Combine that with the constant tension between them, maybe he *does* want to fuck his mother, subconsciously. Maybe his mind doesn't have any other recourse - she is Protector, Alpha and Omega, teacher, mother, ... and lover. He wouldn't think that consciously, but SUBconciously? I'd say it's almost inevitable.
One thing about this series - in Terminator 2 as well as TSCC - she's not training him to be a Great Military Leader, she's training him to be a soldier. She wants him to bark and follow her orders, she wants him to fire weapons, she wants him to make homemade bombs, but all that time, she's isolating him, 'protecting' him from humanity. Leaders are supposed to be charismatic, know how to talk to people, know how to MOTIVATE people. It's not just as simple as barking orders and making people obey you, you have to want people to die for you. As naturally charismatic as John is, I really don't comprehend how this supposedly-protected life she's making him lead is doing anything but making him a deviant robot-lover with oedipal issues.

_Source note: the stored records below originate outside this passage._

PR #264, opened 2022-02-22
Add `deduplicate_data_wrappers`

inducer:
Supports https://github.com/inducer/grudge/pull/218.

cc @matthiasdiener

### DIFF
--- a/pytato/transform.py
+++ b/pytato/transform.py
@@ -26,9 +26,12 @@ OUT OF OR IN CONNECTION WITH THE SOFTWARE OR THE USE OR OTHER DEALINGS IN
 THE SOFTWARE.
 """
 
+import logging
+import numpy as np
 from abc import abstractmethod
 from typing import (Any, Callable, Dict, FrozenSet, Union, TypeVar, Set, Generic,
-                    List, Mapping, Iterable, Tuple, Optional, TYPE_CHECKING)
+                    List, Mapping, Iterable, Tuple, Optional, TYPE_CHECKING,
+                    Hashable)
 
 from pytato.array import (
         Array, IndexLambda, Placeholder, Stack, Roll,
@@ -36,7 +39,7 @@ from pytato.array import (
         AbstractResultWithNamedArrays, Reshape, Concatenate, NamedArray,
         IndexRemappingBase, Einsum, InputArgumentBase,
         BasicIndex, AdvancedIndexInContiguousAxes, AdvancedIndexInNoncontiguousAxes,
-        IndexBase)
+        IndexBase, DataInterface)
 
 from pytato.loopy import LoopyCall, LoopyCallResult
 from dataclasses import dataclass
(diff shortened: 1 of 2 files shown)


pytato/transform.py
```diff
@@ -1474,4 +1481,102 @@ def map_distributed_recv(self, expr: DistributedRecv, *args: Any) \
...
+                    ary.shape,
+                    ary.strides,
+                    ary.dtype,
+                    )
+    if isinstance(ary, np.ndarray):
+        return (
+                ary.shape,
+                ary.strides,
+                ary.dtype,
+                hash(ary.data.tobytes())
```
kaushikcfd, line 1504: Maybe we can avoid this? These quite likely aren't the data that the user expected to be equal but just happened to be equal.

pytato/transform.py
```diff
@@ -1474,4 +1481,102 @@ def map_distributed_recv(self, expr: DistributedRecv, *args: Any) \
...
+
+def _check_array_equality(ary1: DataInterface, ary2: DataInterface) -> bool:
+    assert type(ary1) is type(ary2)
+
+    import sys
+    if "pyopencl" in sys.modules:
+        from pyopencl.array import Array as CLArray
+        if isinstance(ary1, CLArray):
+            # FIXME: We'll accept hash equality as equality.
+            return True
```
kaushikcfd, line 1518: The return type of this routine is `bool`, which doesn't quite match in the else branch.

pytato/transform.py
```diff
@@ -1474,4 +1481,102 @@ def map_distributed_recv(self, expr: DistributedRecv, *args: Any) \
...
+
+    if isinstance(ary1, np.ndarray):
+        assert isinstance(ary2, np.ndarray)
+        return np.array_equal(ary1, ary2)
```
kaushikcfd, line 1522: Same concern as above. I.e. can we avoid this equality check?

kaushikcfd (approved):
Thanks, this is a frequent problem, and shipping it as a pytato transform makes a lot of sense. 
Left some minor implementation nits, otherwise LGTM!

pytato/transform.py
matthiasdiener: But wouldn't it be good to avoid the data duplication even if the equality is just conincidental?

pytato/transform.py
matthiasdiener: Sorry, which else branch are you referring to? The one in line 1524?

kaushikcfd: Aah I see, my bad, it's caught in the `isisntance(ary1, np.ndarry)`. Resolving this.

pytato/transform.py
kaushikcfd: I thought it was a bit expensive to traverse all the elements in the array.

pytato/transform.py
inducer: https://github.com/inducer/pytato/compare/42cf0e41b689dd61a7bb7269273652be982dc8f1..990d1739f5213bf5be48fbe7418806ec568900d3

pytato/transform.py
inducer: I thought I had convinced myself that a scenario existed where concurrent allocation in a separate thread could drive this to be incorrect. But I no longer buy that scenario.

https://github.com/inducer/pytato/compare/42cf0e41b689dd61a7bb7269273652be982dc8f1..990d1739f5213bf5be48fbe7418806ec568900d3

inducer:
Thanks for taking a look!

To protect something with passion, and inspire others to passion, you must believe in it and be a part of it, and he's not a part of humanity, he's separate. And as Cameron says, it's lonely being John Connor. His only connection was Mom until Cameron came, and people wonder why he's latching on to her and clinging? He wants someone to love, to care about, and the life Sarah has offered him does not allow it, as Riley *proved*.
So yeah, it's not surprising to me that he wants wrong things with mummy, and I wish she'd lighten up on him and let him be a leader.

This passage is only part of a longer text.